В то время как Малевич и Кандинский «завоевали» Запад абстрактными новациями, «настоящий мужик в искусстве» Николай Фешин показал образцы живописного стиля, которые стояли в одном ряду с искусством Ренуара и Моне.
Я не задаюсь целью доказать, что Фешин – этакая не замеченная целой Россией гениальная фигура. Нет, но Фешин по своей натуре был стихийным живописцем и столь же стихийным проповедником, учителем цветового мировосприятия. Творчество этого одаренного живописца неизменно пользовалось вниманием и благосклонностью американских зрителей. А он, став фактически американским художником, художником преуспевающим, тосковал по России, признавался мне: «Бессмысленна жизнь человека на чужбине. Люди искусства не должны покидать своей страны! В чужой стране существуешь, а живешь – воспоминаниями. Одиноко мне здесь и тоскливо». Это состояние было очень понятно мне…

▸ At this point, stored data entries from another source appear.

PR #8885, opened 2024-02-13
`events.on`: Add compatibility with `readline` module

### LINKED ISSUE #8370: `readline` does not read all line when looping with iterator

1.0.25+a8ff7be64

Linux 6.6.6-76060606-generic x86_64 x86_64

I have a file
example.txt
```txt 
1
2
3
4
5
```

I made 2 versions of the same scripts, one using events, and the other one a forof loop to iterate over the line.

events
```ts
import readline from "node:readline/promises";
import { createReadStream } from "node:fs";

const stream = createReadStream(`./example.txt`, {
  encoding: "utf-8",
});

const rl = readline.createInterface(stream);

rl.on("line", (line) => {
  console.log("line", line);
}) 
```
the output is correct with
```txt
line 1
line 2
line 3
line 4
line 5
```

but with an iterator
```ts
import readline from "node:readline/promises";
import { createReadStream } from "node:fs";

const stream = createReadStream(`./example.txt`, {
  encoding: "utf-8",
});

const rl = readline.createInterface(stream);

for await (const line of rl) {
  console.log("line", line);
}
```

It only output the first line and ends

Both scripts should loop over all the lines, like in the scripts using events.

### What do you see instead?

_No response_

### Additional information

_No response_

### LINKED ISSUE #8850: `readline` module yields wrong and incomplete values with a bad performance (compared to NodeJS)

1.0.26+c75e768a6

Linux 6.7.1 x86_64 unknown

Generate `big_file.txt` (1 million lines should be around 25MB, increase if needed):
```
$ cat /dev/urandom | tr -dc '[:lower:]\n' | head -n 1000000 > big_file.txt
```

Create the `test.mjs` script:
```
import fs from 'fs'
import readline from 'readline'

const fileStream = fs.createReadStream('./big_file.txt')
const rl = readline.createInterface({
  input: fileStream,
  crlfDelay: Infinity
})

console.log('Starting...')
for await (const line of rl) {
  console.log(typeof line, line)
}
```

Run script with NodeJS (starts yielding & printing lines immediately):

В Нью-Йорке произошла еще одна памятная встреча. Когда мы вернулись туда из Италии, проходил международный конгресс физиологов, на который прибыл из СССР академик Иван Петрович Павлов. Доктор Левин – любимый ученик Павлова – привел знаменитого ученого к нам в гости. Конечно, прежде всего мы попросили Ивана Петровича сделать «доклад» о советской жизни.